** INPUT FOR THIS TASK follows **

Issue #9442, opened 2023-10-05
[css-zoom?] Zoom and replaced element intrinsic dimensions


emilio:
The zoom property has an effect on intrinsic element dimensions ([live](https://software.hixie.ch/utilities/js/live-dom-viewer/?%3C!DOCTYPE%20html%3E%0A%3Cstyle%3E%0Ap%20%7B%20zoom%3A%202%20%7D%0A%3C%2Fstyle%3E%0A%3Cp%3E%3Cimg%20src%3Dimage%3E), [another demo](http://crisal.io/tmp/zoom-image-size.html)):

```html
<!DOCTYPE html>
<style>
p { zoom: 2 }
</style>
<p><img src=image>
```

That is fine and all, because it matches what you'd get if you specified the size with `width` and `height` (because those would go through the attribute mapping stuff etc).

** End of INPUT FOR THIS TASK **

(DESCRIPTION OF THE TASK): Your task is to repeat each of the records above exactly.

(RESPONSE):
Issue #9442, opened 2023-10-05
[css-zoom?] Zoom and replaced element intrinsic dimensions


emilio:
The zoom property has an effect on intrinsic element dimensions ([live](https://software.hixie.ch/utilities/js/live-dom-viewer/?%3C!DOCTYPE%20html%3E%0A%3Cstyle%3E%0Ap%20%7B%20zoom%3A%202%20%7D%0A%3C%2Fstyle%3E%0A%3Cp%3E%3Cimg%20src%3Dimage%3E), [another demo](http://crisal.io/tmp/zoom-image-size.html)):

```html
<!DOCTYPE html>
<style>
p { zoom: 2 }
</style>
<p><img src=image>
```

That is fine and all, because it matches what you'd get if you specified the size with `width` and `height` (because those would go through the attribute mapping stuff etc).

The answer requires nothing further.